Katherine Boehret

Galaxy Nexus: An In-Your-Face Android Phone

Thanksgiving is coming, but techies are salivating over something that doesn’t involve turkey and stuffing: Ice Cream Sandwich—the operating system of the newest Google phone, the Galaxy Nexus.

The Galaxy Nexus from Samsung is the first device to run Google’s Android 4.0 operating system, known by its dessert code name. Ice Cream Sandwich is designed to be a blend of the Android phone and tablet operating systems that irons out many geeky wrinkles. Android’s former annoying reliance on menus to perform tasks is reduced with the inclusion of more user-friendly icons, and these dynamically change according to whatever program is opened.

It has familiar swiping gestures across apps, of which there are over 300,000 available in the Android Market, as well as playful new features like facial recognition to unlock the phone. Several existing Android devices from HTC and Motorola will receive free software updates so that they, too, can run this OS.

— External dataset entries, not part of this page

PR #640, opened 2024-05-15
Fix: Version field not updated

t-hamano:
I noticed that the version field was not taken into account in the `sanitize_theme_data` method, so we couldn't update this field.

image

This PR should also resolve the following PHP error that is logged when updating metadata.

```
PHP Warning:  Undefined array key "version" in /var/www/html/wp-content/plugins/create-block-theme/admin/create-theme/theme-styles.php on line 20
```

## Testing Instructions

- Opne the Edit Theme Metadata modal.
- Update "Version" field.
- Open style.css in your active theme and check the `Version:` header data.


pbking:
I've fixed the same in [this PR](https://github.com/WordPress/create-block-theme/pull/634) which also fixes some other values that get clobbered.

PR #641, opened 2024-05-15
Fix template texts localizing/escaping

### LINKED ISSUE #632: Localize option tries to localize already localized strings breaking the patters.
## What
The localize option tries to localize already localized strings, breaking the patterns.

Example output of saving TT4 theme using 'Localize Text' option enabled:
```
<!-- wp:paragraph {"align":"left"} -->
<p class="has-text-align-left"><?php echo __('Experience the fusion of imagination and expertise with Études <?php echo __('Architectural Solutions', 'twentytwentyfour');?>.', 'twentytwentyfour');?></p>
<!-- /wp:paragraph --></div>
``` 
Please observe that an echo statement is inside another echo statement, which will result in a parse error. This breaks the pattern where this is included.

## Expected
The localize functionality should not try to localize already localized text.

matiasbenedetto:
## What?
Fix template texts localizing/escaping.

Fixes: https://github.com/WordPress/create-block-theme/issues/632

## Why?
The current implementation consisting of:
1. Collect all the strings from the templates markup using regex.
2. Search and replace the strings collected.

This approach is flawed because it fails, for example, when there are substrings. The problem is explained in this comment: https://github.com/WordPress/create-block-theme/issues/632#issuecomment-2112602045

☣️ The severity of the problem is high because the resulting templates/patterns are broken because the plugin is producing invalid markup.

## How?
This PR improves the approach around escaping block strings for translation. It avoids the substring problem by just considering the HTML content block by block.
The new implementation consist of:
1. Parse the template markup with the core's function `parse_blocks().`
2. In the blocks that can contain text, use regex to update the HTML content of the block 'innetContent' property with the escaped text.
3.  Serialize the template blocks to markup again using core's `serialize_blocks()` function.

### DIFF
--- a/admin/create-theme/theme-locale.php
+++ b/admin/create-theme/theme-locale.php
@@ -29,9 +29,9 @@ class CBT_Theme_Locale {
 	 * Get a replacement pattern for escaping the text from the html content of a block.
 	 *
 	 * @param string $block_name The block name.
-	 * @return string|array|null The regex pattern to match the content that needs to be escaped.
+	 * @return array|null The regex patterns to match the content that needs to be escaped.
 	 *      Returns null if the block is not supported.
-	 *      Returns an array if the block has multiple html elements that need to be escaped.
+	 *      Returns an array of regex patterns if the block has html elements that need to be escaped.
 	 */
 	private static function get_text_replacement_patterns_for_html( $block_name ) {
 		switch ( $block_name ) {
--- a/admin/create-theme/theme-locale.php
+++ b/admin/create-theme/theme-locale.php
@@ -19,6 +19,47 @@ class CBT_Theme_Locale {
 		return "<?php echo __('" . $string . "', '" . wp_get_theme()->get( 'TextDomain' ) . "');?>";
 	}
 
+	/**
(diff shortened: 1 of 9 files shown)


admin/create-theme/theme-locale.php
```diff
@@ -0,0 +1,158 @@
...
+
+		$string = addcslashes( $string, "'" );
+		return "<?php echo __('" . $string . "', '" . wp_get_theme()->get( 'TextDomain' ) . "');?>";
+	}
+
+	/**
+	 * Get a replacement pattern for escaping the text from the html content of a block.
+	 *
+	 * @param string $block_name The block name.
+	 * @return string|array|null The regex pattern to match the content that needs to be escaped.
```
pbking: Looks like it always returns an array (which is my 'druthers), so just `array|null` right?

pbking:
I had one teeny tiny inconsequential nit.

This is great to bring in and fixes the problem at hand and enhances the tests quite a bit.

pbking (approved):

admin/create-theme/theme-locale.php
pbking: updated

PR #645, opened 2024-05-22
Fixed font utilities to work with font sources as an (optional) array.

### LINKED ISSUE #599: Critical error when removing fonts added using old naming convention in theme.json
When using the Save Changes option with Save Fonts ticked, we are getting the following error

~~~
PHP Fatal error:  Uncaught TypeError: basename(): Argument #1 ($path) must be of type string, array given in ... wp-content\plugins\create-block-theme\admin\create-theme\theme-fonts.php:117
~~~

We think this error occurs when create block theme is trying to remove fonts that were created in theme.json with the old naming convention and where the src is stored in theme.json as an array e.g.

~~~
	"fontFace": [
		{
			"fontFamily": "Ysabeau Office",
			"fontStyle": "normal",
			"fontWeight": "400",
			"src": [
				"file:./assets/fonts/ysabeau-office_normal_400.ttf"
			]
		},

~~~

We do not get the problem, when trying to remove fonts with the new naming convention where the src is stored as a string e.g. 

~~~
"src": "file:./assets/fonts/S6uyw4BMUTPHvxw6XweuBCY.woff2"
~~~

We have managed to work around this by temporarily changing the line of code 

~~~
$font_filename = basename( $font_face['src']);
~~~

to

~~~
$font_filename = basename( $font_face['src'][0]);
~~~

and removing fonts created the old way and reinstalling them the new way.

pbking:
When saving theme.json the `src` of font faces CAN be an array.

This change always writes that value as an array and can now operate on theme.json configurations that use arrays OR strings.

Fixes #599

### DIFF
--- a/includes/create-theme/theme-fonts.php
+++ b/includes/create-theme/theme-fonts.php
@@ -47,19 +47,25 @@ class CBT_Theme_Fonts {
 				continue;
 			}
 			foreach ( $font_family['fontFace'] as &$font_face ) {
-				$font_filename = basename( $font_face['src'] );
-				$font_dir      = wp_get_font_dir();
-				if ( str_contains( $font_face['src'], $font_dir['url'] ) ) {
-					// If the file is hosted on this server then copy it to the theme
-					copy( $font_dir['path'] . '/' . $font_filename, $theme_font_asset_location . '/' . $font_filename );
-				} else {
-					// otherwise download it from wherever it is hosted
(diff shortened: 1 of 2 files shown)


matiasbenedetto (approved):
This is working OK. I found a bug while testing this PR: https://github.com/WordPress/create-block-theme/issues/656. As it is somewhat related but isn't caused by this PR, I'm approving it.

The Samsung Galaxy Nexus is stylish, with it’s 4.65 inch display and svelte profile.

There’s much speculation that the Galaxy Nexus will be available in the U.S. in the next two weeks, since its release in the U.K. last week. A Verizon spokeswoman says it will be out sometime before the end of the year and it will run on the carrier’s 4G network. It could cost as much as $300 if it’s treated like some other recent Android phones considered flagship models.

I got my hands on a U.K. version of the Galaxy Nexus and enjoyed using Ice Cream Sandwich, which is the most well-rounded version of Android yet. My phone’s battery lasted nearly a full day under heavy testing.

But some of Android’s inelegant traits remain, like the confusing way it organizes Widgets (icons representing programs) and restricts their placement on home screens according to the icons’ various shapes and sizes. And its folders for apps look cluttered.

The Galaxy Nexus itself is stylishly designed. Its giant 4.65-inch display may be overkill for some people. But its svelte build, which measures just over three-tenths of an inch thick, balances it out. Its rear- and front-facing cameras capture 5- and 1.3-megapixel images, respectively, and it records video in full 1080p HD quality. A built-in barometer helps with more precise GPS detection, and an NFC (near field communication) chip enables swapping data with other NFC-enabled Android phones, a process called Android Beam.

I found the facial-recognition feature to be unreliable. To set this up, I held the Galaxy Nexus up as if I was about to take a photo of myself with the front-facing camera, and a traced image of my face appeared on the screen. I also set up a back-up unlocking option: tracing a pattern on the screen. Whenever I wanted to use the phone, I held it up to my face and if facial recognition worked, it unlocked.

But this only worked half the time, sometimes because of low lighting, whether outside at night, in restaurants or even in my own kitchen. Other times it just didn’t recognize me. When I stood on city streets and held the phone up to my face to unlock it, I looked as if I was taking a photo of the people around me. And it’s impossible to slyly check your phone under the table during meetings or dinners using this unlocking method.


A facial-recognition feature unlocks the phone.

Google warns users this isn’t necessarily the safest method for locking a phone. Case in point: I was able to unlock the phone by holding a photo of my face up to its lock screen. But a Google engineer noted most people who find lost phones don’t know what the phone’s owner looks like.

Like Microsoft’s Windows Phones and the iPhone, the Galaxy Nexus can be unlocked just for using its camera, or unlocked fully to access the rest of the phone’s features. When calls come in, a large image representing the caller appears on the screen along with options to drag an on-screen icon to ignore, answer, or send a text reply.

In Ice Cream Sandwich, app folders can be created by dragging app icons on top of one another. These icons seem to stack up in a messy pile; in one folder I made, called “Social,” only the blue beak of Twitter’s bird icon was visible.

In place of the Android Menu button, a small three-dot icon appears in all apps and this opens the menu. More icons at the bottom of each app screen perform actions, such as an envelope with a plus sign beside it in Gmail that opens a screen for composing an email. A Multitasking soft key displays all opened apps in one tap. Small images show the screen last opened on these apps like a webpage or a search term in a box. And the Android Market icon is now easier to find in the top right corner of the App Tray.

The photo gallery feels more lush and magazine-like than the text lists of albums in previous versions of Android. Thumbnail images representing albums appear side-by-side and fill the phone’s screen in a checkerboard fashion. Albums from my Flickr account were automatically pulled in here, and any photos I captured on the phone were automatically sent to my Google+ account using Instant Upload, a feature also available on other iterations of Android.

Ice Cream Sandwich has more options for photo editing and adds silly effects and backgrounds to videos. You can even make a time-lapse video.

Typing on this phone felt more accurate than in the past, and text can be dragged and dropped to different places using a gesture to swipe down and up. Items in the drop-down Notifications menu can be deleted with a swipe right.

If you’ve been curious about Android, the release of Ice Cream Sandwich will mark a good time to jump in.